I do not recommend you make one of each (as I did) because they bake at different temperatures and times. This meant that I baked the loaves one after another, rather than at the same time. I preheated the oven to 350F, placed the sandwich loaf on a sheet pan to protect the bottom, and baked it for about 35 minutes, rotating it when halfway through. The internal temperature was about 190F when I took it from the oven. (I don’t recall the exact time, but I did take the temperature for each loaf.)
I heated the oven to 400F for the freestanding loaf. I brushed it with the egg wash and baked it for about 35 minutes, rotating once, until its temperature was about 190F. Thanks to the egg wash, the freestanding loaf had a deep golden color. I cooled the bread for 1 hour before cutting.

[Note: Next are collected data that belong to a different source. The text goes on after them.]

Issue #26193, opened 2026-06-14
[MAGE]Frostfire Bolt should deal damage against Crazed Water Spirit


LoturCC:
### Triage

Issue linked from CC: 
https://github.com/chromiecraft/chromiecraft/issues/9710

Triage Notes: 

reproduce:
- make a mage
- .learn all my class
- .go c i 16570
- cast frostfire bolt on the mob and observe
test video: https://dl.dropboxusercontent.com/scl/fi/krfglo9y20yaiurw7za8v/Wow_gZr7aujqrV.mp4?rlkey=elqoje5hhcthkuegjn0ex0ru6&dl=0

off source: https://www.wowhead.com/wotlk/spell=47610/frostfire-bolt

```Launches a bolt of frostfire at the enemy, causing 722 to 838 Frostfire damage, slowing movement speed by 40% and causing an additional 90 Frostfire damage over 9 sec. This spell will be checked against the lower of the target's Frost and Fire resists.```

Original Post Below: 

---
### Current Behaviour

Frostfire Bolt does not deal damage to Crazed Water Spirit (Frost-immune-NPC).

Video: https://youtu.be/cYoO4Erz7Bk

### Expected Behaviour

Frostfire Bolt should deal damage to Crazed Water Spirit.

Overall, it would be good to check other Frost- or Fire-immune NPCs, as the bug may not be limited to this particular NPC.

So against a water elemental that is Frost-immune but not Fire-immune:

Frostbolt → Immune
Fireball → Deals damage
Frostfire Bolt → Should deal damage

Against a Fire-immune NPC that is not Frost-immune:

Fireball → Immune
Frostbolt → Deals damage
Frostfire Bolt → Should deal damage

### Official Sources (that prove or disprove) the issue being reported

https://www.wowhead.com/wotlk/spell=47610/frostfire-bolt

Launches a bolt of frostfire at the enemy, causing 722 to 838 Frostfire damage, slowing movement speed by 40% and causing an additional 90 Frostfire damage over 9 sec. **_This spell will be checked against the lower of the target's Frost and Fire resists._**

### Steps to reproduce the problem

1. Go to https://www.wowhead.com/npc=16570/crazed-water-spirit
2. Attack Crazed Water Spirit with Frostfire bolt.
3. Observe.

### AC rev. hash/commit

https://github.com/chromiecraft/azerothcore-wotlk/commit/df82d1be97ec25e909f581c1460990d893113ca1

### Operating system

[...]

PR #26206, opened 2026-06-15
fix(Spells): dual-school spells bypass single-school immunity incorrectly

Chinoske:
https://github.com/user-attachments/assets/23412b11-ffd7-4395-b829-707ae42edf64

## Background

Spells with a dual school mask (e.g. Frostfire Bolt — `FROST|FIRE`) should only be fully blocked by school immunity if the target is immune to **all** of the spell's schools. If the target is immune to only one of the schools, the spell should still deal damage via the other component.

> Retail reference: https://www.wowhead.com/wotlk/spell=47610/frostfire-bolt — *"Checked against the lower of the target's Frost and Fire resistances"*

## Bug

**Frostfire Bolt** (spell 47610, school mask `FROST|FIRE`) deals no damage against frost-immune NPCs (e.g. Crazed Water Spirit, NPC 16570), despite the fire component being unresisted.

Reported in: #26193

## Root cause

In `Unit::IsImmunedToSpell(SpellInfo const*, Unit const*, SpellSchoolMask)`, the school immunity check used an **ANY-overlap** condition:

```cpp
if (!(itr->first & spellSchoolMask))
    continue;
```

For Frostfire Bolt (`FROST|FIRE`) against a FROST-only immune target:
- `!(FROST & FROST|FIRE)` → `false` → does **not** skip → returns `true` (immune) ❌

This is inconsistent with every other immunity check in the codebase (`IsImmunedToSpell` line 960, `IsImmunedToDamage`, `IsImmunedToSchool`), which all require the immunity mask to cover **all** schools in the spell.

## Fix

The `creature_immunities` table applies school immunities as **one entry per school bit** (e.g. a fire+frost immune creature gets two separate entries: key=`FIRE` and key=`FROST`, not one combined key=`FIRE|FROST`). A naive "all-schools-covered" single-entry check would therefore break creatures that are immune to both schools via separate entries.

Instead of checking each entry individually, the fix **accumulates** all valid (non-pierceable) school immunity entries that overlap with the spell's schools, then checks whether their **combined mask** covers the full spell school mask:

```cpp
// Before — ANY overlap → immediate immune (too permissive for multi-school spells)
if (!(itr->first & spellSchoolMask))
    continue;
return true;

// After — accumulate, then check combined coverage
if (!(itr->first & spellSchoolMask))
    continue;
// ... IgnoresSchoolImmunityFromFriendlyCaster / CanPierceImmuneAura checks ...
coveredSchoolMask |= itr->first;
// end of loop:
if ((coveredSchoolMask & spellSchoolMask) == spellSchoolMask)
    return true;
```

This correctly handles all cases:
| Scenario | Result |
|---|---|
| Frost-only immune vs Frostfire Bolt (`FROST\|FIRE`) | covered=`FROST`, `FROST != FROST\|FIRE` → **not immune** ✓ |
| Fire+Frost immune (separate entries) vs Frostfire Bolt | covered=`FROST\|FIRE` → **immune** ✓ |
| Fire+Frost immune (combined entry) vs Frostfire Bolt | covered=`FROST\|FIRE` → **immune** ✓ |
| Fire-only immune vs Fireball (`FIRE`) | covered=`FIRE`, `FIRE == FIRE` → **immune** ✓ |
| Anti-Magic Shell (all magic) vs any magic spell | covered covers all → **immune** ✓ |

## Test plan

1. Find a frost-immune NPC (e.g. Crazed Water Spirit, NPC 16570)
2. Cast Frostfire Bolt at it
3. Verify it now deals damage (fire component) instead of showing **Immune**
4. Verify single-school fire spells (Fireball) are still fully blocked by fire-immune NPCs
5. Verify Anti-Magic Shell still blocks all magic spells including Frostfire Bolt
6. Verify a creature immune to both Fire and Frost (e.g. Emperor Vek'nilash, entry 15275) is still fully immune to Frostfire Bolt

## Summary by CodeRabbit

* **Bug Fixes**
  * Fixed spell immunity logic for multi-school spells. Units now correctly evaluate immunity by combining overlapping immunity sources, so protection is applied only when the combined coverage fully includes every spell school (while preserving existing filtering behavior like exclusions and pierce-immune-aura handling).

### DIFF
--- a/src/server/game/Entities/Unit/Unit.cpp
+++ b/src/server/game/Entities/Unit/Unit.cpp
@@ -10092,7 +10092,7 @@ bool Unit::IsImmunedToSpell(SpellInfo const* spellInfo, Unit const* caster, Spel
                     continue;
 
                 SpellInfo const* immuneSpellInfo = sSpellMgr->GetSpellInfo(itr->second);
-                if (!(itr->first & spellSchoolMask))
+                if ((itr->first & spellSchoolMask) != spellSchoolMask)
                     continue;
 
                 if (IgnoresSchoolImmunityFromFriendlyCaster(caster, itr->second, immuneSpellInfo))
--- a/src/server/game/Entities/Unit/Unit.cpp
+++ b/src/server/game/Entities/Unit/Unit.cpp
@@ -10085,30 +10085,26 @@ bool Unit::IsImmunedToSpell(SpellInfo const* spellInfo, Unit const* caster, Spel
     {
         if (spellSchoolMask != SPELL_SCHOOL_MASK_NONE)
         {
+            // Accumulate valid school-immunity bits that overlap the spell's
+            // schools. A multi-school spell (e.g. Frostfire Bolt) can be
+            // covered by separate per-school entries (as produced by
+            // creature_immunities), so the combined mask must be checked
+            // instead of requiring any single entry to cover every school.
             SpellImmuneContainer const& schoolList = m_spellImmune[IMMUNITY_SCHOOL];
-            // Accumulate all valid school immunity bits that overlap with the spell's schools.
-            // A multi-school spell (e.g. Frostfire Bolt) may have its schools covered by
-            // separate per-school entries (as produced by creature_immunities), so we must
-            // check the combined mask rather than requiring any single entry to cover all schools.
             uint32 coveredSchoolMask = 0;
-            for (auto itr = schoolList.begin(); itr != schoolList.end(); ++itr)
+            for (auto const& [immunitySchoolMask, immunityAuraId] : schoolList)
             {
-                if (itr->second == spellInfo->Id)
+                if (immunityAuraId == spellInfo->Id || !(immunitySchoolMask & spellSchoolMask))
                     continue;
 
-                if (!(itr->first & spellSchoolMask))
+                SpellInfo const* immuneSpellInfo = sSpellMgr->GetSpellInfo(immunityAuraId);
+                if (IgnoresSchoolImmunityFromFriendlyCaster(caster, immunityAuraId, immuneSpellInfo) ||
+                    spellInfo->CanPierceImmuneAura(immuneSpellInfo))
                     continue;
 
-                SpellInfo const* immuneSpellInfo = sSpellMgr->GetSpellInfo(itr->second);
-
-                if (IgnoresSchoolImmunityFromFriendlyCaster(caster, itr->second, immuneSpellInfo))
-                    continue;
-
-                if (spellInfo->CanPierceImmuneAura(immuneSpellInfo))
-                    continue;
-
-                coveredSchoolMask |= itr->first;
+                coveredSchoolMask |= immunitySchoolMask;
             }
+
             if ((coveredSchoolMask & spellSchoolMask) == spellSchoolMask)
                 return true;
         }
--- a/src/server/game/Entities/Unit/Unit.cpp
+++ b/src/server/game/Entities/Unit/Unit.cpp
@@ -10086,14 +10086,20 @@ bool Unit::IsImmunedToSpell(SpellInfo const* spellInfo, Unit const* caster, Spel
         if (spellSchoolMask != SPELL_SCHOOL_MASK_NONE)
         {
             SpellImmuneContainer const& schoolList = m_spellImmune[IMMUNITY_SCHOOL];
+            // Accumulate all valid school immunity bits that overlap with the spell's schools.
+            // A multi-school spell (e.g. Frostfire Bolt) may have its schools covered by
+            // separate per-school entries (as produced by creature_immunities), so we must
+            // check the combined mask rather than requiring any single entry to cover all schools.
+            uint32 coveredSchoolMask = 0;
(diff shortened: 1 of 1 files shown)


blinkysc:
Possible regression in the other direction: creatures immune to *both* fire and frost (via `creature_immunities`, stored as separate per-school entries) would no longer be immune to Frostfire Bolt, since the new check requires a single entry to cover all schools.

These creatures are immune to both fire and frost and would now take Frostfire Bolt damage:

| Entry | Name |
|---|---|
| 7734 | Ilifar |
| 7735 | Felcular |
| 10485 | Risen Aberration |
| 12457 | Blackwing Spellbinder |
| 15275 | Emperor Vek'nilash |
| 16491 | Mana Feeder |

Is that correct / intended?

Chinoske:
Is creature_immunities a new table that was added?

heyitsbench:
> Is creature_immunities a new table that was added?

Relatively new, yes.

Chinoske:
Good catch @blinkysc. You're right — the `creature_immunities` table applies school immunities as **one entry per school bit** (see `applyCreatureImmunities` in `Creature.cpp`), so a fire+frost immune creature has two separate entries (key=`FIRE`, key=`FROST`) rather than one combined entry (key=`FIRE|FROST`).

Updated the fix to **accumulate** all valid school immunity bits across all matching entries, then check if the combined mask covers the spell's full school mask:

```cpp
uint32 coveredSchoolMask = 0;
for (auto itr = schoolList.begin(); itr != schoolList.end(); ++itr)
{
    if (itr->second == spellInfo->Id)    continue;
    if (!(itr->first & spellSchoolMask)) continue;  // no overlap — skip
    // ... pierceable checks ...
    coveredSchoolMask |= itr->first;
}
if ((coveredSchoolMask & spellSchoolMask) == spellSchoolMask)
    return true;
```

Result:
- **Frost-only immune** vs Frostfire Bolt: `coveredSchoolMask = FROST`, `FROST ≠ FROST|FIRE` → **not immune** ✓
- **Fire+Frost immune** (separate entries) vs Frostfire Bolt: `coveredSchoolMask = FROST|FIRE` → **immune** ✓
- **Fire-only immune** vs Fireball: `coveredSchoolMask = FIRE == FIRE` → **immune** ✓

Chinoske:
The `ubuntu-24.04-clang-18-nopch-modules` check failure is pre-existing and unrelated to this PR's changes.

The errors originate from third-party modules included in the CI modules build:
- `mod-guildhouse`: `Unknown column 'id1' in 'where clause'`
- `mod-guild-zone-system`: `Unknown column 'id1' in 'where clause'`
- `mod-zone-difficulty`: column count mismatch

These modules have SQL files that still reference the old `id1` column, which was renamed to `id` as part of the `creature_multispawn` schema migration. This PR's code compiled successfully and all other checks passed.

Chinoske:
@coderabbitai full review

Chinoske:
Refactored the accumulation loop to use structured bindings and match the style of the equivalent immunity-accumulation logic already in this file (`IsImmunedToDamage`, `IsImmunedToAuraPeriodicTick`) — no behavior change, same filters/order/result. This also resolves the line-length nit above (moot either way since `.coderabbit.yml`/CLAUDE.md now allow 120 columns, but tightened it regardless).

Also looked into whether a genuinely different fix (not just restyled) made sense here — it doesn't. The "accumulate matching entries, then require full coverage of the requested mask" approach is already the established pattern this codebase uses for the same class of problem (see the two functions above), so this PR's fix now just applies that same pattern rather than reinventing it locally.

One further cleanup is possible but out of scope for this fix: extracting a single shared private helper (e.g. `AccumulateSchoolImmunityMask(...)`) that all three functions call, to eliminate the duplication entirely. Happy to open that as a separate follow-up cleanup PR if maintainers want it — didn't want to widen this bug-fix PR's diff.

Chinoske:
Live-tested on a local build with the refactored version applied. Confirmed with real spell casts:

| Test | NPC | Spell | Result |
|---|---|---|---|
| Frost-only immune vs pure Frost | Crazed Water Spirit (16570) | Frost Bolt | Immune ✓ |
| Frost-only immune vs dual-school | Crazed Water Spirit (16570) | Frostfire Bolt | Damage dealt (fire component) ✓ |
| Fire-only immune vs pure Fire | Fire Elemental (575) | Fireball | Immune ✓ |
| Fire-only immune vs dual-school | Fire Elemental (575) | Frostfire Bolt | Damage dealt (frost component) ✓ |
| Fire+Frost immune (5 separate school entries via `creature_immunities`) vs Fire/Frost/Frostfire | Emperor Vek'nilash (15275) | Fire Bolt, Frost Bolt, Frostfire Bolt | Immune to all three ✓ |

The last case is the exact regression @blinkysc flagged — a creature immune to multiple schools via separate per-school entries (confirmed in `Creature::LoadTemplateImmunities`, which splits a combined `creature_immunities.SchoolMask` into one `m_spellImmune[IMMUNITY_SCHOOL]` entry per set bit) stays fully immune via accumulated coverage, while a single-school-immune target now correctly takes partial damage from a dual-school spell instead of being fully immune.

Alex and I used sandwich loaf for corned beef sandwiches. The bread was sturdy yet soft and tender. The crust on the sandwich loaf, baked at a lower temperature, was chewy but not hard. Honestly, this bread turned my corned beef into one of the most satisfying sandwiches I’ve ever had.
The freestanding loaf I took to share at work. The crust was harder due to the egg wash, which made it a crunchier pleasure to eat. Everyone at work really enjoyed it, and I tried to send coworkers home with some.
The bread was a little sour, but not overly so. The caraway seeds really seem to define rye bread for me; I can’t imagine omitting them. The onions seemed to be a large quantity when I started the dough, but they weren’t too strong. They mellowed and blended into the bread, which gave my sandwiches a nice flavor; this was particularly for me, since I don’t like condiments.
This bread makes me want to have sandwiches for lunch often. I have a 5lb bag of rye flour in my pantry, so I think that more of this bread is in my future.